# Milling a crooked tree



## Daren (Oct 14, 2006)

I have been working on some walnut and osage (cedar is next) I am down the last scraggly ones. I milled an osage today that was crooked as a dogs hind leg. I actually took it off the mill and sawed something else while I stewed on the best way to cut it.
In the first 2 pictures you can see I tried to slab the outside off and square it up some...that was not going to work. I like to make a square cant and grade saw (flip to the best face and take lumber there), if I did that with this log it would have been about a 10" square and 50% waste.
The other option is just flat saw the whole thing and stand the boards on edge and trim the bad stuff...again alot of waste and not much yield for the extra labor.
I just "knew" there was good stuff inside. So I decided to saw it "inside out" I just quartered it. I cut it in half, flipped it and cut in 1/2 again. Like the 3rd and 4th pictures show.
The next post (in a few minutes) will show how this all worked out.


----------



## Daren (Oct 14, 2006)

With good faces to saw lumber from now I started milling. I just stood the quarters up "yucky side" down and milled what good I could. I pulled 2 boards at a time. The waste was minimized, as you can see in the last picture. I will get some yield from that waste even, chainsaw the good stuff off and table saw the chunks for small stuff. I just could not do any better on the mill.
Total milled lumber was not a huge pile, but pretty decent 10- 6"&7" wide 4/4" & 5/4" boards 11' long and a couple 3"x3"x11' posts. I don't think I could have gotten even that any other way. It cut down on labor and waste even from this terribly crooked little log.


----------



## TexasTimbers (Oct 17, 2006)

Nah, I have never milled any crooked osage. :laughing:


----------



## Daren (Oct 14, 2006)

Hey ,that with a walnut slab in the middle (crotch, bookmatch) or even a big burl slab book would make a killer table...still got em' ? Anyone who has milled osage has milled a crooked one, or 1000 :laughing:. I was just trying to show how to get some yield from a marginal log .

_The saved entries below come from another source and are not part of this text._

PR #311, opened 2023-04-07
Move module table to a GitHub page

shenglol:
As a workaround for the company-wise policy that blocks auto PR creation, the PR updated the workflow that publishes the module index data to also publish a [GitHub page](https://azure.github.io/bicep-registry-modules/) to show available modules and their versions. The module table in the root readme file is removed. Below is a screenshot:

image


.github/workflows/publish-module-index.yml
```diff
@@ -0,0 +1,106 @@
...
+        with:
+          client-id: ${{ secrets.PUBLISH_CLIENT_ID }}
+          tenant-id: ${{ secrets.PUBLISH_TENANT_ID }}
+          subscription-id: ${{ secrets.PUBLISH_SUBSCRIPTION_ID }}
+
+      - name: Upload to blob storage
+        uses: azure/CLI@v1
+        with:
+          inlineScript: |
+            az storage blob upload --account-name biceplivedatasaprod --container-name bicep-cdn-live-data-container --name module-index --file moduleIndex.json --auth-mode login --overwrite
```
jeskew, line 50: Looks like this step is not new to this PR (just moved from the `update-modules-metadata` workflow), but should we be concerned about a GH action overwriting a manifest file in a bucket named biceplivedatasa**prod**?

docs/jekyll/index.md
jeskew, line 1: Should this file be `.gitignore`d on `main` since it's generated on push?

.github/workflows/publish-module-index.yml
shenglol: It will create a new blob. The old blob name `bicepModulesMetadata` was a bit confusing because the file does not contain any metadata, but it's more like a module catalog. I've updated `aka.ms/bicepModulesMetadata` (used in Bicep [here](https://github.com/Azure/bicep/blob/b886719ca38c0b9f7e583919cb59d56a13eeeb36/src/Bicep.LangServer/Completions/PublicRegistryModuleMetadataProvider.cs#L26)) to point to the new blob https://live-data.bicep.azure.com/module-index. Will remove the old blob and update Bicep to use a new aka link `aka.ms/br-modules-index` later.

docs/jekyll/index.md
shenglol: I kept the file for local testing, but it makes sense to remove it.

.github/workflows/publish-module-index.yml
jeskew: I was more concerned about the fact that a GH action is reaching into something labeled "prod," but since it wasn't introduced in this PR, no need to solve it here.

jeskew (approved):

PR #359, opened 2023-05-04
feat(new): create private endpoint module

### LINKED ISSUE #258: [Module Proposal]: Private Endpoint Library

Yes

### Why is the module needed?

I can foresee that we will end up with many modules duplicating the same boilerplate code, that is required for common integrations, such as Private Endpoints for Azure Resources that support Private Link Service.

e.g: https://github.com/Azure/bicep-registry-modules/blob/main/modules/compute/container-registry/.bicep/nested_privateEndpoint.bicep

We should look to modularise this and reduce the duplication. Not currently many base modules in play, but just thinking ahead before we do end up with many that might beed to be refactored. We currently have a large collection of private modules (that we are looking to move away from) and we did use this approach and it was helpful in avoiding duplication and reducing overhead when we did, from time to time, need to tweak the pattern for private endpoint support in modules.

### Module path

lib/private-endpoint

### Describe the module

Essentially shift the common Private Endpoint code into its own library module and then modules that require it simply reference it from mcr.microsoft.com.

Advantage here would be that when we have many modules down the road using the same Private Endpoint code, we only have to modify the code in one place if enhancement is required and then update the Bicep registry module reference when modifying the individual modules down the road (or that bit could even be automated).

thomasriley:
## Description

Create a library module that can be consumed from other Bicep Modules for managing Private Endpoints

This closes #258.

## Adding a new module

- [ ] I have run deployment tests locally to ensure the module is deployable.


thomasriley:
I have opened two draft PRs to prepare and visualise how this module will be used.

AKV - a module that does not already support PEP - #361
ACR - a module that already nested this code, and will instead use the BR module - #362

Will hold off on creating any more PRs for now, but once this PR is merged I will continue with PRs on other modules.

thllxb:
I think it makes more sense to move this module to `modules/network/`

modules/lib/private-endpoint/main.bicep
```diff
@@ -0,0 +1,65 @@
+@description('Location for all Private Endpoint(s).')
+param location string
+
+@description('Array of Private Endpoint(s) to create.')
+param privateEndpoints array = []
```
thllxb, line 5: I think it make more sense to just create one pep in a module. It makes the code alot cleaner and easier to maintain.
Users can always use `for` loop on the module.

thllxb, line 5: It would be better if we can use User-defined data types which is now available with bicep 0.17.1

thomasriley: Intention for this module is to cut down on duplicate code across all the other base modules, so moving that `for` logic into each module deviates away from that goal.

thomasriley: I have refactored the module in this direction now.

modules/network/private-endpoint/main.bicep
```diff
@@ -0,0 +1,78 @@
...
+    customNetworkInterfaceName: !empty(customNetworkInterfaceName) ? customNetworkInterfaceName : null
+  }
+}
+
+resource privateDnsZoneGroup 'Microsoft.Network/privateEndpoints/privateDnsZoneGroups@2022-05-01' = if (!empty(privateDnsZones)) {
+  name: 'default'
+  parent: privateEndpoint
+  properties: {
+    privateDnsZoneConfigs: [for privateDnsZone in privateDnsZones: {
+      name: contains(privateDnsZone, 'name') ? privateDnsZone.name : 'default'
```
thllxb, line 63: this line can be `privateDnsZone.?name ?? 'default'`

modules/network/private-endpoint/main.bicep
```diff
@@ -0,0 +1,78 @@
...
+      }
+    ] : null
+    subnet: {
+      id: subnetId
+    }
+    customNetworkInterfaceName: !empty(customNetworkInterfaceName) ? customNetworkInterfaceName : null
+  }
+}
+
+resource privateDnsZoneGroup 'Microsoft.Network/privateEndpoints/privateDnsZoneGroups@2022-05-01' = if (!empty(privateDnsZones)) {
```
thllxb, line 58: this resource can use a for loop, like `[ for zone in privateDnsZones: { `

thllxb: nvm, the loop is in the resource and that is correct.

modules/network/private-endpoint/main.bicep
```diff
@@ -0,0 +1,78 @@
...
+param privateDnsZones array = []
+
+@description('Optional. Flag to enable manual approval for the Private Endpoint.')
+param manualApprovalEnabled bool = false
+
+@description('Optional. The name of the custom Network Interface to associate with the Private Endpoint.')
+param customNetworkInterfaceName string = ''
+
+@description('Optional. Tags to assign too the Private Endpoint.')
+param tags object = {}
```
thllxb, line 26: `param tags {*:string} = {}` is better

modules/network/private-endpoint/main.bicep
```diff
@@ -0,0 +1,78 @@
+@description('Required. The name of the Private Endpoint.')
+param name string
+
+@description('Required. Location for the Private Endpoint.')
+param location string
```
thllxb, line 5: it can use a default as `resourceGroup().location`, as per https://github.com/Azure/bicep-registry-modules/blob/main/CONTRIBUTING.md#parameters

modules/network/private-endpoint/main.bicep
```diff
@@ -0,0 +1,78 @@
+@description('Required. The name of the Private Endpoint.')
+param name string
```
thllxb, line 2:
```suggestion
@minLength(2)
@maxLength(64)
param name string
```

modules/network/private-endpoint/main.bicep
thllxb:
```suggestion
param tags {*:string} = {} 
```

modules/network/private-endpoint/main.bicep
thllxb:
```suggestion
      name: privateDnsZone.?name ?? 'default'
```

modules/network/private-endpoint/main.bicep
```diff
@@ -0,0 +1,78 @@
...
+param manualApprovalEnabled bool = false
+
+@description('Optional. The name of the custom Network Interface to associate with the Private Endpoint.')
+param customNetworkInterfaceName string = ''
+
+@description('Optional. Tags to assign too the Private Endpoint.')
+param tags object = {}
+
+resource privateEndpoint 'Microsoft.Network/privateEndpoints@2022-05-01' = {
+  name: '${name}-${uniqueString(name, subnetId, privateLinkServiceId)}'
```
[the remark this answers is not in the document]
thllxb:
```suggestion
  name: name
```

skydiver1980 (approved):

ChrisSidebotham:
Dear @thomasriley , Azure Verified Modules ([AVM](https://aka.ms/AVM)) will become the single Microsoft standard for Bicep modules. Transitioning to AVM, requests for new features or bug fixes will need to be submitted against the appropriate AVM module via [AVM Module Issues](https://aka.ms/AVM/Bicep/ModuleIssue). 

For bugs or new features with existing modules in the `/modules` directory of this repository, we encourage you to first try the AVM equivalent module if available and if the module is lacking any features, you can file an [AVM Module Issue](https://aka.ms/AVM/Bicep/ModuleIssue). If the module is not available yet, you can file a new [AVM Module Proposal](https://aka.ms/AVM/ModuleProposal).

See this [informational notice](https://github.com/Azure/bicep-registry-modules?tab=readme-ov-file#%EF%B8%8F-upcoming-changes-%EF%B8%8F) for more details on the upcoming changes.

Thank you for your understanding!

PR #402, opened 2023-06-06
chore: support prefix for LAW

vlahane:
support for providing prefix for LAW module


vlahane:
hello  @dciborow pls review, thanks!

modules/storage/log-analytics-workspace/main.bicep
```diff
@@ -1,7 +1,10 @@
+@description('Prefix of Log Analytics Workspace Resource Name.This param is ignored when name is provided.')
+param prefix string = 'law'
```
Gordonby, line 2: Could you use `log` as the default since it's the recommended abbreviation?

ref : https://learn.microsoft.com/en-us/azure/cloud-adoption-framework/ready/azure-best-practices/resource-abbreviations#management-and-governance

Gordonby:
There's probably the bigger discussion of parameter consistency here too. Should we be providing an separate prefix param in addition to the name parameter?

Personally i wouldn't add the additional parameter surface area, and would built it into the name parameter

`param name string = take('log-${uniqueString(resourceGroup().id, subscription().id)}', 63)`

🗣️ discuss! 

@alex-frankel

modules/storage/log-analytics-workspace/README.md
```diff
@@ -35,7 +36,7 @@ This module deploys Log Analytics workspace and optionally available integration
 param name string = 'my-logAnalyticsWorkspace-01'
 param location = 'eastus'
 
-module logAnalyticsWorkspace 'br/public:storage/log-analytics-workspace:1.0.1' = {
+module logAnalyticsWorkspace 'br/public:storage/log-analytics-workspace:0.0.1' = {
```
dciborow, line 39:
```suggestion
module logAnalyticsWorkspace 'br/public:storage/log-analytics-workspace:1.0.2' = {
```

Oh boy, I could make something so killer from those. George Nakashima would roll over, seriously.


----------



## TexasTimbers (Oct 17, 2006)

I actually planned that cut ahead of time.  I know. Me. Planning. :laughing: 

I oriented it with both ends up, and I raised my head enough to just barely take a small section of the top of each end. I did this because i knew I was going to wantg to bookmatch them the way you see them. I am gonna use two timberlinx timber framing connectors as my means of joining them. I have already done this on two large bookmatched cedar slabs and it works great. Biscuits are obviously out of the question and even the largest dominoes would be too small. 

So the I threw it on it sside and took baords. Those are 3 or 4" think I think. 

I have about 50 logs of various species if not more, stashed away that are unusual I saved for my own woodworking. You're right Nakashima would havea field day here. His daughter has revived his business by the way - after having nearly had to close the doors. They are booked nearly 2 years now. 

Are these the walnut you are asking about?


----------



## Daren (Oct 14, 2006)

First thing I saw when I looked at that book was something like this. Nakashima style walnut butterflies (proper size/number) where they touch. I milled a walnut slab (couple really) the other day that has a perfectly intact and solid knot where a limb was broken off and overgrown. It was coming out on a angle so the knot and cool figure around it is oval. Set that smack in the middle of the hole in that osage to match the butterflies. The figure around the knot looks like waves, like someone skipped a rock off a still pond at midnight. The knot and curl are centered in an 18" (?) wide slab.


----------



## Daren (Oct 14, 2006)

TexasTimbers said:


> So the I threw it on it sside and took baords. Those are 3 or 4" think I think.


I just reread and caught this, I would resaw that 5/4 (then we both could have a table :laughing


----------



## TexasTimbers (Oct 17, 2006)

I have one butterfly on each end in my head this whole time, for looks. The Timberlinx are gonna be in there regrdless. But I like the two the way you have them better.

The species is what puzles me. I can't decide what would look better against that yellow, and I have to consider that over time the wood is going to eventually go to a dark honey, then chocolate brown eventually. 
Of course I'll be long gone and won't care at that point. :shifty:


----------